--- What is needed ---
Only the lines from the one containing "- [x] Trandingeconomic (Needs to be tested)" through the end of the data belong in the answer; reproduce them exactly.

--- Input data ---
PR #433, opened 2021-04-12
Websocket adapter handler

RodrigoAD:
- Adapters can expose a websocket handler so the WS middleware can handle the connection, subscribe, filter and parse incoming messages from the stream.
- A simple hack is made to pipe the incoming ws information into the cache

The following adapters support websockets:
  - [x] Coinbase
  - [x] Amberdata
  - [x] Trandingeconomic (Needs to be tested)
  - [x] Coinapi (Needs to be tested)
  - [x] Cryptocompare
 
 Other
- [ ] Document WS Handler Interface in Code
- [x] Default WS Connection details included in `Config`
- [ ] Handle error messages
- [x] Handle unsubscriptions. Coming from the WS server or the client


packages/core/bootstrap/src/lib/ws/epics.ts
```diff
@@ -33,6 +38,8 @@ import {
   ws_subscription_total,
 } from './metrics'
 
+const debug = (message: any, withParams = false) => tap((value: any) => withParams ? console.log(message, value) : console.log(message))
```
HenryNguyen5, line 41: Should we be using the app provided logger rather than console log?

--- Result of this exercise ---
  - [x] Trandingeconomic (Needs to be tested)
  - [x] Coinapi (Needs to be tested)
  - [x] Cryptocompare
 
 Other
- [ ] Document WS Handler Interface in Code
- [x] Default WS Connection details included in `Config`
- [ ] Handle error messages
- [x] Handle unsubscriptions. Coming from the WS server or the client


packages/core/bootstrap/src/lib/ws/epics.ts
```diff
@@ -33,6 +38,8 @@ import {
   ws_subscription_total,
 } from './metrics'
 
+const debug = (message: any, withParams = false) => tap((value: any) => withParams ? console.log(message, value) : console.log(message))
```
HenryNguyen5, line 41: Should we be using the app provided logger rather than console log?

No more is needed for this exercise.